The Social Care Navigation Practicum is a three-credit course that trains students how to integrate social care into the delivery of health care by collaborating with Cayuga Health and embedding trained students (either virtually or in person) into the care delivery pathway as care extenders and resource navigators who will connect patients to local CBOs. Students receive training in HRSN-screening best practices, integrating social screening into electronic health records, care coordination and care delivery documentation, database management, cultural competency and principles of complex care management such as meeting patients where they are, trust-building and understanding complex interactions between structural racism, poverty, social drivers of health and health inequities.

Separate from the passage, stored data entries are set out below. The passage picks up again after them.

PR #4306, opened 2021-06-16
Update reorder_data_query.php

gadzet21:
Indexing function for all data query id was missing.

### DIFF
--- a/cli/reorder_data_query.php
+++ b/cli/reorder_data_query.php
@@ -35,6 +35,7 @@ array_shift($parms);
 
 $debug		= false;
 $host_id	= 'all';
+$query_id	= 'all';
 $host_descr	= '';
 
 if (cacti_sizeof($parms)) {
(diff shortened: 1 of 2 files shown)


netniV:
I like your idea on this, but not the implementation.  The setting of 'all' as a default value means it will automatically reindex all queries.  At the moment, the code will display the help syntax.

cli/reorder_data_query.php
```diff
@@ -35,6 +35,7 @@
 
 $debug		= false;
 $host_id	= 'all';
+$query_id	= 'all';
```
netniV, line 38: This should NOT be the default value.  If both host_id and query_id are set to all, it will automatically reindex everything.  Set the default value to be blank, and then all setting all through the query id parameter.

netniV (changes requested):
Suggested changes. Also, when making a change like this, please add an entry to the CHANGELOG that corresponds to the issue tracker created for the pull request.

gadzet21:
I'm not sure if this was what the changes were supposed to look like - unfortunately I'm not github proficient yet.

netniV (approved):
Looks good.  We shouldn't really be applying features to 1.2.x, but I'll let this one slide.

Supported by readings, lectures, guest presenters, interactive roleplaying, reflection and training in and access to Cayuga Health’s CBO referral and navigation database, students will develop skills to work collaboratively with patients, participating clinician practices, community health workers and not-for-profit organizations to provide social care navigation to patients to improve health outcomes and health equity of Tompkins county residents. Students who successfully complete the course will have an opportunity to be hired as patient navigators by the local health system over the summer and beyond.
The course is co-taught by Engaged Faculty Fellow Julie Carmalt and Grace Parker Zielinski, MEd, community health coordinator, Cornell Cooperative Extension of Tompkins County who created the program in partnership with Cayuga Health. Carmalt aims to help scale up the initiative and increase the number of students participating in community-engaged learning while meeting an unmet community need.